With old wooden stages it can happen that certain parts make squeaking sounds. Make sure you mark those areas with white tape – your best friends, the tech guys, have tape – and avoid them during your speech.

Also, when you use PowerPoint, make sure that you never stand in the beam.

Proximity

On any given stage look for the “line of proximity”. What is the line of proximity? In this post from 2012 I explain the concept to you.

Sight

I love to use flipchart in my presentations. What I do not want to happen is that some people in the audience cannot see or read what I put there. That is why I write and draw bits of my content on the flipchart. Then I go to the last row, sit down and check readability. If there is a problem, I point it out during my speech. Not is an apologizing way. I rather explain in parallel what I write or draw, so that no one is left out. With big fat markers normally everything is fine.

Sound

Needless to say that, as a public speaker, you always have to check the sound. Sound checks are independent from the stage. But it is also recommendable to combine the two dimensions.

It happened to me once that one of the speakers positioned right next to the stage went nuts when I came too close. I had to keep a two-meter distance. If I hadn’t checked the sound in combination with my stage movements, I would have had a problem later on during my speech.

Microphone

Talking about sound… It is always good – just in case – to have a hand microphone at hand. I love to bring up people on stage. Sometimes the room size demands a microphone. When you do not have it at hand, usually a member of the organizing team will get you one. Those are dead seconds that you can easily avoid by parking a hand microphone on stage.

Props

When you use props (visual aids like a newspaper) in your talk, they should always take the audience by surprise. They should appear in an unexpected way. The easy ones are the small ones. Those you can carry in your pocket like some shades.

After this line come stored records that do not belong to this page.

PR #221, opened 2021-08-09
Use React Query for data fetching and error handling

### LINKED ISSUE #56: Proper error handling
- Treat non-200 status from the server as an error
- Show the user something useful when stuff fails to load
- Add [error boundaries](https://reactjs.org/docs/error-boundaries.html)
  - Currently our application will fully crash if the server replies with invalid data (eg. because it's down)

ningxie1991:
For issue #56.

This is to use React Query to catch errors in data fetching and display the error on the UI without crashing the app. 

@chaoran-chen @TKGZ 
As discussed in issue #56, Error Boundary is not applicable for functional components using the `useEffect` hook. And @TKGZ suggested looking into [React Query](https://react-query.tanstack.com/). I checked some blog posts and the documentations and examples. Basically we can replace the whole saving response data in a local state to using `useQuery` which also catches errors and returns the error object in the result. 

Error handling has been implemented for the following api requests:

`getCaseCounts`

image

`getSamples` 

image

`getCaseCounts` + `getSequenceCounts`

image

`getPangolinLineages`

image

getPangolinLineageAliases

https://github.com/cevo-public/cov-spectrum-website/blob/5f99d478ec7339a3f565217ac5ff8e3e6df0b507/src/services/PangolinLineageAliasResolverService.ts#L11-L21


src/components/SwitzerlandEstimatedCasesDivisionModal.tsx
```diff
@@ -87,26 +88,23 @@ export const SwitzerlandEstimatedCasesDivisionModal = ({
   show,
   handleClose,
 }: Props) => {
-  const [caseCounts, setCaseCounts] = useState<CaseCountEntry[] | undefined>();
+  //const [caseCounts, setCaseCounts] = useState<CaseCountEntry[] | undefined>();
```
ningxie1991: We can avoid saving the response data in a local state (see [blog post](https://blog.bitsrc.io/how-to-start-using-react-query-4869e3d5680d) )

src/components/SwitzerlandEstimatedCasesDivisionModal.tsx
```diff
@@ -87,26 +88,23 @@ export const SwitzerlandEstimatedCasesDivisionModal = ({
...
   const [showSwissRegions, setShowSwissRegions] = useState(true);
-
   const { dateFrom, dateTo, country } = variantSampleSet.sampleSelector;
-  useEffect(() => {
-    let isSubscribed = true;
```
ningxie1991, line 95: I am not sure why we initialize `isSubscribed` to true here but the variable is to be checked before `setCaseCounts` at the deleted line 100, which will always be true.

src/components/SwitzerlandEstimatedCasesDivisionModal.tsx
```diff
@@ -87,26 +88,23 @@ export const SwitzerlandEstimatedCasesDivisionModal = ({
...
+    const data = await getCaseCounts({ dateFrom, dateTo, country }, true, new AbortController().signal);
+    return data;
+  };
 
-    return () => {
-      isSubscribed = false;
-      controller.abort();
-    };
-  }, [dateFrom, dateTo, country]);
+  const { isLoading, isSuccess, error, isError, data: caseCounts, refetch } = useQuery<
```
ningxie1991: We can use these properties returned from `useQuery` to check if the request `isLoading`, `isSuccess` or `isError`, which catches any error in the request.

src/components/SwitzerlandEstimatedCasesDivisionModal.tsx
```diff
@@ -151,8 +149,18 @@ export const SwitzerlandEstimatedCasesDivisionModal = ({
           Show cantons
         </span>
       </div>
-      {(!cantonData || !regionData) && <Loader />}
-      {cantonData && regionData && (
+
+      {isLoading && <Loader />}
+      {isError && error && (
```
ningxie1991: We can simply use `isError` and `error` to display the error messages when there's an error in the fetching of data.

src/pages/FocusPage.tsx
```diff
@@ -315,12 +318,14 @@ export const FocusPage = ({
         />
       )}
       {showEstimatedCasesDivGrid && country === 'Switzerland' && (
-        <SwitzerlandEstimatedCasesDivisionModal
-          variantSampleSet={variantSampleSet}
-          wholeSampleSet={wholeSampleSet}
-          show={showEstimatedCasesDivGrid}
-          handleClose={() => setShowEstimatedCasesDivGrid(false)}
-        />
+        <QueryClientProvider client={queryClient}>
```
ningxie1991: We have to enclose the functional component with this `<QueryClientProvider>` tag which I think can be placed at a even higher level like on the whole page component or App component

src/components/SwitzerlandEstimatedCasesDivisionModal.tsx
```diff
@@ -87,26 +88,23 @@ export const SwitzerlandEstimatedCasesDivisionModal = ({
...
-      controller.abort();
-    };
-  }, [dateFrom, dateTo, country]);
+  const { isLoading, isSuccess, error, isError, data: caseCounts, refetch } = useQuery<
+    CaseCountEntry[],
+    Error
+  >('caseCounts', fetchCaseCounts);
+
+  useEffect(() => {
+    refetch();
```
ningxie1991: We can call the `refetch` function which is returned from the `useQuery` in the useEffect hook whenever `dateFrom`, `dateTo` and `country` is updated.

src/components/SwitzerlandEstimatedCasesDivisionModal.tsx
```diff
@@ -87,26 +88,23 @@ export const SwitzerlandEstimatedCasesDivisionModal = ({
...
-        setCaseCounts(caseCounts);
-      }
-    });
+  const fetchCaseCounts = async () => {
+    const data = await getCaseCounts({ dateFrom, dateTo, country }, true, new AbortController().signal);
+    return data;
+  };
 
-    return () => {
-      isSubscribed = false;
```
ningxie1991, line 106: @chaoran-chen @TKGZ What is the purpose of `isSubscribed` ?

spacephoton: This prevents duplicate fetches, for example if a new fetch is called before the previous one finishes.

spacephoton (approved):
Seems good!

src/components/SwitzerlandEstimatedCasesDivisionModal.tsx
chaoran-chen: @ningxie1991, we have some queries that can take quite some time. Do you know what will now happen if the user navigates to another page before the data for the first one was fully loaded? I.e. if the first query is finished after the second query?

ningxie1991: I updated the code so that react query behaves the same. It will cancel request if we close or click out of the modal. And `refetch` data in `useEffect` if `isFetching` = false 

image

src/components/SwitzerlandEstimatedCasesDivisionModal.tsx
```diff
@@ -88,23 +92,25 @@ export const SwitzerlandEstimatedCasesDivisionModal = ({
...
-  const { isLoading, isSuccess, error, isError, data: caseCounts, refetch } = useQuery<
+  const { isLoading, isSuccess, error, isError, data: caseCounts, refetch, isFetching } = useQuery<
     CaseCountEntry[],
     Error
-  >('caseCounts', fetchCaseCounts);
+  >('caseCounts', () => {
+    const controller = new AbortController();
+    const signal = controller.signal;
+    const promise = getCaseCounts({ dateFrom, dateTo, country }, true, signal);
+    (promise as PromiseWithCancel<CaseCountEntry[]>).cancel = () => controller.abort();
```
ningxie1991, line 101: This part cancels the query when unmounted. (See [documentation](https://react-query.tanstack.com/guides/query-cancellation))

src/components/SwitzerlandEstimatedCasesDivisionModal.tsx
```diff
@@ -88,23 +92,25 @@ export const SwitzerlandEstimatedCasesDivisionModal = ({
...
+    return promise;
+  });
 
   useEffect(() => {
-    refetch();
-  }, [dateFrom, dateTo, country, refetch]);
+    if (!isFetching) {
+      refetch();
+    }
```
ningxie1991, line 108: This `refetch()` is invoked only when `isFetching` is false inside the `useEffect` hook

chaoran-chen:
By the way, feel free to merge once you have a clean and working version! I'd love to use React Query for future components.

src/components/SampleTable.tsx
```diff
@@ -58,17 +61,14 @@ interface Props {
...
-  const [samples, setSamples] = useState<Sample[] | undefined>(undefined);
-  const [totalNumber, setTotalNumber] = useState<number | undefined>(undefined);
-
-  useEffect(() => {
-    let isSubscribed = true;
+  const mutationsString = variant.mutations.join(',');
+  const { isLoading, isSuccess, error, isError, data: samples, refetch, isFetching } = useQuery<
+    SampleResultList,
+    Error
+  >('samples', () => {
```
chaoran-chen: Hi @ningxie1991. I just started to read about React query. Am I understanding it correctly that the query key should always contain all variables, i.e., in this case the pangolin lineage, the mutations string, the match percentage, the country, and the sampling strategy?

https://react-query.tanstack.com/guides/query-keys

ningxie1991: The query key is an identifier for the particular api request. The parameters for the api request are given in the query function right below:

https://github.com/cevo-public/cov-spectrum-website/blob/f82638d8c3ee4093898dac5bbfd57fd8535ee1ee/src/components/SampleTable.tsx#L72-L78

ningxie1991: Oh I see what you mean. We should add the dependent variables to the query key as well.

ningxie1991:
> By the way, feel free to merge once you have a clean and working version! I'd love to use React Query for future components.

I merged this pull request.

But – if you cannot wear props on your body, you need to have a place for them on stage.

Again, this requires some thought and preparation. More than once I have “stolen” tables at speaking venues and placed them in a corner of the back of the stage. There I place my props hidden in a bowl or underneath some black cloth. Staging is all about preparation.

Holograms

Finally, I love to place special locations or objects in special positions on my stage:

A client’s office, a friend in a bar, a piano – it makes an impact when you always go back to the same position. You can turn these places or objects into holograms; the minds of your audience bring them to life with their imagination. As a speaker, I put a lot of thought into where to place holograms on stage.

But it can be a tricky thing. Once in a training session a guy built a flag post in our minds. That hologram was right in the center of his stage. After one minute he walked through his flag post. Ouch! Remember: Once you build a hologram on stage, it stays there in the minds of your audience.

Your stage must feel like Barcelona felt to me after a few days in late summer 1997. It came naturally. Your stage is different. It takes thought and preparation to make it your home. If you want to shine, take that time.